Sen. Hillary Rodham Clinton: Wife and witness to a presidential high crime?
By Michael Moriarty
web posted September 5, 2005
We're not talking here about Monica Lewinsky or Paula Jones or any of the other ladies who may have shown up to testify about President William Clinton's sexual abuse of authority. We're not talking about Whitewater. We're not even referring to President Clinton's white lies before a federal grand jury.
We're exposing the treasonous, criminal neglect of a President who refused to ask for Attorney General Janet Reno's resignation after she blatantly perjured herself before the Waco Investigating Committee.
On March 21, 2000, Reno appeared before a Congressional Investigating Committee looking into the 1993 disaster at Waco, Texas. When asked if she had consulted President Clinton for his approval to assault the David Koresh Compound, Reno categorically denied she'd ever done that. She said, in so many words, that she felt bound not to ask his permission. Reno then went on to defend her decision in a rationalization so bizarre that even The New York Times called portions of her testimony "nearly psychotic."
They say all criminals eventually return to the scene of the crime. Some seven or eight years later, President Clinton couldn't help but record, in his autobiography My Life, his meeting with Reno on April 18, 1993. He states on page 498 of his memoir, "On Sunday night, Janet Reno came to the White House to tell me that the FBI wanted to storm the compound. (…) Reno had to approve the assault and wanted my okay first."
During her testimony, President Clinton had to know his Attorney General was committing perjury before a Congressional Investigating Committee. With that knowledge, he was obliged to ask for her resignation.
The woman endowed by Constitutional law to prosecute Americans for perjury had, indeed, committed perjury herself on the highest level.
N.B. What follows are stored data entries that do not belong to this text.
PR #236, opened 2020-01-28
(feat) - new rake task to add a given feature to a group of nodes

david22swan:


david22swan:
Attempted to add spec test's but running them caused the creation of an inventory file that then caused failures.

DavidS:
add calling the task with a test feature to https://github.com/puppetlabs/puppet_litmus/blob/21fbe4ff58ddf35d70f7de53db22fde7d89e5491/.travis.yml#L39 - that'll at least run the code once

david22swan:
@DavidS Have add the call and also place a check in the method for if no feature is given

PR #238, opened 2020-01-31
(MODULES-10478) honeycomb integration to litmus

sheenaajay:
Screen Shot 2020-02-03 at 13 23 52
Request for a review
Following changes with this PR
Pointed the gem to master(waiting for the release)
Add honeycomb-beeline gem to dependencies to litmus file
Updated code to capture modulename, travis/ appveyor information
Updated code to capture infm from run_bolt_task,bolt_run_script,bolt_upload_file,run_shell(for success and failure conditions)

Appveyor is not sending traces to the honeycomb (steps are different spec_prep then litmus:acceptance:parallel )

### DIFF
--- a/lib/puppet_litmus.rb
+++ b/lib/puppet_litmus.rb
@@ -8,6 +8,7 @@ require 'puppet_litmus/inventory_manipulation'
 require 'puppet_litmus/puppet_helpers'
 require 'puppet_litmus/rake_helper'
 require 'puppet_litmus/spec_helper_acceptance'
+require 'honeycomb-beeline'
 
 # Helper methods for testing puppet content
 module PuppetLitmus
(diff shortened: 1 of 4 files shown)


lib/puppet_litmus.rb
```diff
@@ -8,11 +8,32 @@ module PuppetLitmus; end
...
+require 'honeycomb-beeline'
 
 # Helper methods for testing puppet content
 module PuppetLitmus
   include BoltSpec::Run
   include PuppetLitmus::InventoryManipulation
   include PuppetLitmus::PuppetHelpers
   include PuppetLitmus::RakeHelper
+  Honeycomb.configure do |config|
+    # config.debug = true
```
carabasdaniel: Allow this configuration to be set from an environment variable - just in case any debugging information is needed

sheenaajay: @carabasdaniel sure removing it since its checking ENV value . https://github.com/honeycombio/beeline-ruby/blob/4713124437d4038c25aeaf618291aaca064cc094/lib/honeycomb/configuration.rb#L15-L21

PR #244, opened 2020-02-17
(MAINT) Add interpolate_powershell helper method

michaeltlombardi:
Prior to this commit running PowerShell commands against target hosts during an acceptance test run required that the author both:

1. Wrap any PowerShell commands to ensure that they would be executed both  locally and remotely in PowerShell, as bolt localhost execution does not  run in PowerShell by default, and
2. Manually verify the interpolation of the code to be executed, accounting for passing from ruby to bolt to powershell/cmd and possibly beyond.

This commit adds a helper method to be available during acceptance test runs which allows an author to pass a string for the scriptblock they want to run in PowerShell; whatever that string evaluates to will be executed.

It does this first by base-64 encoding the command, enabling the use of the `EncodedCommand` flag when invoking PowerShell.exe, which it then proceeds to do.

### DIFF
--- a/lib/puppet_litmus/util.rb
+++ b/lib/puppet_litmus/util.rb
@@ -1,0 +1,17 @@
+# frozen_string_literal: true
+
+# Helper methods for testing puppet content
+module PuppetLitmus::Util
+  # Ensure that a passed command is base 64 encoded and passed to PowerShell; this obviates the need to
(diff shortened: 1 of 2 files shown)


michaeltlombardi:
This PR pulls in functionality I was manually adding to windows-supportive modules; I'm not _sure_ this is the right spot for the code to live, but it seemed the most sensible spot for the time being.

PR #255, opened 2020-02-21
use ruby's notion of success instead of guessing at system semantics

DavidS:
this might be the cause for ruby segfaults not being detected correctly


DavidS:
This did not fix detecting the segfaults :-/

DavidS:
not needed.

PR #260, opened 2020-03-05
Allow users to install modules form a private forge repository

### LINKED ISSUE #259: Allow install_module rake tasks to set module_repository
## Use Case
Litmus is unable to install modules from a private forge repository (Artifactory). 

## Describe the Solution You Would Like
Allow `rake install_module` to accept a `module_repository` argument that defaults to `https://forgeapi.puppetlabs.com`

## Describe Alternatives You've Considered
Updating the global puppet.conf file. This will imply creating a separate bolt task to bootstrap the platform and it will lock the vm image to only work with one  repository.

jmangt:
Closes #259 

This change will allow the user to pass a private forge repository when running:

* rake install_module
* rake reinstall_module
* rake install_modules_form_directory
* rake provision_install

### DIFF
--- a/lib/puppet_litmus/rake_helper.rb
+++ b/lib/puppet_litmus/rake_helper.rb
@@ -248,7 +248,7 @@ module PuppetLitmus::RakeHelper
     builder.build
   end
 
-  def install_module(inventory_hash, target_node_name, module_tar)
+  def install_module(inventory_hash, target_node_name, module_tar, module_repository = 'https://forgeapi.puppetlabs.com')
     require 'bolt_spec/run'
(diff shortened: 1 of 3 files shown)


.editorconfig
```diff
@@ -0,0 +1,11 @@
+# editorconfig.org
```
cmccrisken-puppet: Could we also add this to the `.gitignore`?

jmangt:
Made requested changes to PR.

DavidS:
rebased and resolved conflicts. thanks for the change @jmangt , will merge as soon as the CI agrees.

PR #268, opened 2020-03-24
(maint) make sure that errors in the acceptance tests fail; fix code to actually pass

DavidS:
As it turned out PowerShell does not report errors from subcommands as errors by default.


DavidS:
The first commit starts failing the appceyor tests correctly (there's an issue with localhost handling). The second commit then fixes the failure.

Previously appveyor would have happily ignored the issue.

PR #275, opened 2020-03-26
(IAC-187) force installing modules

DavidS:
This makes `litmus:install_module` much safer as it ensures that it actually updates the module on the target systems. Previously it would have just failed quietly.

Waco, Texas, on July 21, 1993, involved the provoked death by incineration of 80 American men, women and children.
Not only did the President not ask for her resignation, she was kept as his head of the Justice Department for a second term, during which she helped have an FBI sharpshooter assassin at Ruby Ridge acquitted, a Red Chinese Spy at Los Alamos let off, and Elian Gonzales tossed back into the arms of Cuban dictator Fidel Castro.
The unavoidable witness to all this is now the Senator of New York State – Bill Clinton's wife, Hillary. She is determined to run for the Presidency of the United States. To what extent did Mrs. Clinton know of Reno's perjury?
Will a liberal press ever ask her that question? Or will the Fourth Estate dishonorably neglect its duty to hold all public servants to personal accountability? Over two years is a long time to avoid one's professional obligation.
How Senator Clinton can dance around such a question remains to be seen. Her involvement in the selection of candidates for Attorney General is unknown. However, Ms. Clinton's classmate at Wellesley, Eleanor Acheson, was one of Reno's closest assistants. How could the First Lady remain ignorant of the Attorney General's perjury for over six years?
To watch a presidential appointee lie about the death of 80 men, women and children before Congress and keep silent about it for seven or eight years is a high crime.
The reason for the President calling Janet Reno on her lie that much later may never be known. Could there be a "statute of limitations" on high crimes? I don't know. I'm not even sure if Constitutional scholars would have an easy answer to that. I do know that the last court of America is public opinion and, at the slightest sign of a cover-up by Senator Hillary Clinton, America will hardly want such a President again. They've had Richard Nixon and William Clinton. Do they want another such character in the Oval Office?
In conclusion, the Attorney General's rationalization for not consulting the President actually contained a threat. With the false aplomb and arrogance of J. Edgar Hoover, she reminded a mostly Republican Committee that they certainly wouldn't want a Democratic President having the power to order the Attorney General to investigate a Republican member of Congress.
I didn't know that David Koresh was a Republican.
Michael Moriarty is a Golden Globe and Emmy Award-winning actor who has appeared in the landmark television series Law and Order, the mini-series Taken, the TV-movie The 4400 and Hitler Meets Christ, a surreal tragicomedy based on the actor's controversial New York stage play.